I do think that if you want to use a leash to keep you child safe, then you should. But please don't be like the twit in the mall today that had a leash on her daughter, but wasn't holding on to it. The girl would take off, the mom would chase her down, and then the girls would scream her lungs out when mom grabbed her and picked her up. They did this in front of my department multiple times. I wanted to go up to the mom and say "Maybe if you held onto the other end your leash would work!" Ding dong.:sad2:
 
No but if I love my dog enough to leash her so she does not run off after a cat and get hit by a car then I love my child enough to harness her if I feel we are in a place where she might get lost in the shuffle or wander off.

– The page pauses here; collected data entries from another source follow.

PR #1763, opened 2025-05-23
Add more OQD tests

mehrdad2m:
**Context:**
OQD openAPL tests are limited to a single RX gate

- [x] add proper cleanup fixture

Expland the test to cover:
- [x] Target gate set {RX, RY, MS(not added yet)}
- [x] Gates for which there is a decomposition to the target gate set {CNOT, RZ, PhaseShift, Hadamard, S, T, PauliZ}
- [x] More complex circuits (RX_RY, 2-qubit QFT)

Modified OQD toml file to ensure more complicated circuits like the QFT are only decomposed to the {CNOT, RZ, PhaseShift, Hadamard, S, T, PauliZ} which are decomposable to the target gate set.

To avoid a situation where different tests compete over the same openAPL output file, we pass the name of the opanAPL file as kwarg to the OQD device which is used in runtime to make the json file.

**Benefits:**

**Possible Drawbacks:**
Huge number of lines need to be added in order to compare the whole openAPL json files. Alternatively, we only check for more high level infos (e.g. number of Pulses, specific parameters, etc.) instead of adding the huge number of lines for openAPL programs

**Related GitHub Issues:**
[sc-88299]


paul0403:
Didn't they add the transition labels? :sweat_smile: So they added a label to each transition but is not using them as keys?

How much work do you think is needed to use the transition/level labels upstream, in order to reduce the json size?

paul0403:
We discovered that the mysterious CI failure is because of multiple pytests all looking for the `__openapl.json` dumped to the OS

mehrdad2m:
To avoid a situation where different tests compete over the same openAPL outfile file, we pass the name of the opanAPL file as kwarg to the OQD device which is used in runtime to make the json file.

frontend/test/test_oqd/oqd/test_openapl_generation.py
```diff
@@ -24,65 +24,335 @@
...
-    def test_RX_gate(self):
+
+def ordered(obj):
+    """Sort the JSON file."""
+    if isinstance(obj, dict):
+        return sorted((k, ordered(v)) for k, v in obj.items())
+    if isinstance(obj, list):
+        return sorted(ordered(x) for x in obj)
+    else:
+        return obj
```
paul0403: Does `json.load` not guarantee a return type? And are there potential dangers if it returns something other than dict and list?

frontend/test/test_oqd/oqd/test_openapl_generation.py
```diff
@@ -24,65 +24,335 @@
...
-        with open(self.output_f, "r", encoding="utf-8") as f:
-            catalyst_json = json.load(f)
+        stats = profile_openapl(oqd_dev.openapl_file)
+        assert stats["num_ions"] == 1
+        assert stats["num_parallel_protocols"] == 1
+        assert stats["num_beams"] == 2
+        assert stats["num_transitions"] == 4
+        assert stats["num_levels"] == 4
+        expected_f = os.path.join(MODULE_TEST_PATH, "test_single_RX.json")
+        assert verify_json(expected_f, oqd_dev.openapl_file)
```
paul0403: Aren't the asserts covered by the `verify_json` already?

paul0403: Or, I guess my question is why do we need the profiler at all, if we have the `verify_json` checking the entire openapl.

runtime/lib/backend/oqd/OQDDevice.hpp
```diff
@@ -77,8 +78,10 @@ class OQDDevice final : public Catalyst::Runtime::QuantumDevice {
         device_shots = device_kwargs.contains("shots")
                            ? static_cast<size_t>(std::stoll(device_kwargs["shots"]))
                            : 0;
+        openapl_file = device_kwargs.contains("openapl_file") ? device_kwargs["openapl_file"]
```
paul0403: Probably a better name for the kwarg is `openapl_file_name`, since just `open_apl` could be misunderstood as the file object.

paul0403 (commented):
Nice, glad that we have the CI mystery resolved!

runtime/lib/backend/oqd/OQDDevice.hpp
```diff
@@ -31,6 +31,7 @@ class OQDDevice final : public Catalyst::Runtime::QuantumDevice {
 
     size_t device_shots;
     std::string ion_specs;
+    std::string openapl_file;
```
paul0403: Since now this involves more than just changing tests, don't forget to add a changelog entry!

I think this would just be under internal changes since technically OQD device is not released and is only available if someone builds from source.

frontend/test/test_oqd/oqd/test_openapl_generation.py
mehrdad2m: True, we don't need to profile the two tests for which we check the entire json

frontend/test/test_oqd/oqd/test_openapl_generation.py
mehrdad2m: Actually, I think we don't need this anymore. I originally added this function to make sure the order is preserved (I suspected that it might be the source of issues before). I will remove this.

mehrdad2m: https://github.com/PennyLaneAI/catalyst/pull/1763/commits/a45d2719dbc632446ddd96247c04007e07a7a260

runtime/lib/backend/oqd/OQDDevice.hpp
mehrdad2m: https://github.com/PennyLaneAI/catalyst/pull/1763/commits/9c1e569f92443466131c783f2421d3c75d39fb2a

runtime/lib/backend/oqd/OQDDevice.hpp
mehrdad2m: https://github.com/PennyLaneAI/catalyst/pull/1763/commits/e89fe623d4f9ed4f12b5ce9a6760181e92f4cbf4

frontend/test/test_oqd/oqd/test_openapl_generation.py
```diff
@@ -24,65 +24,313 @@
...
+        assert stats["num_levels"] == 4
+
+
+class TestDecomposableGates:
+    """Test OQD device OpenAPL generation for gates decomposable into target gates."""
+
+    def test_CNOT_gate(self, tmp_openapl_file_name):
         """Test OpenAPL generation for a circuit with a single CNOT circuit."""
-        oqd_dev = OQDDevice(backend="default", shots=4, wires=2)
+        print("tmp_openapl_file_name: ", tmp_openapl_file_name)
```
paul0403:
```suggestion
```

paul0403 (approved):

I raised both my dog and my child to behave and not run off but I can't say for 100% certainty that neither of them will. Will I harness my child on an everyday outing, no. Will I harness her in a place where at closing time there is a mad stampede for the exit where thousands don't care who is walking with who and just push anyone aside? Well no I will carry her then but WDW is very crowded and I feel better at certain times having my child on a harness.
 
Okay .... this whole dog post is off topic.... I love my dog. I really, really do. I also crate him when he is out of control and feed him from a bowl off the floor. I do leash him as it is a city ordinance. I would prefer not to have to.

But there is no, I repeat NO comparison to losing a pet to losing a child. Yes I would be sad about losing the dog (in fact we lost one this past summer that brought me to my knees with pain) but you know what.... that pain fades pretty quickly. In fact you can buy a new dog to replace it. Someone will NEVER recover from losing a child.

It really blows my mind when people compare their pets to other peoples children like they are one in the same.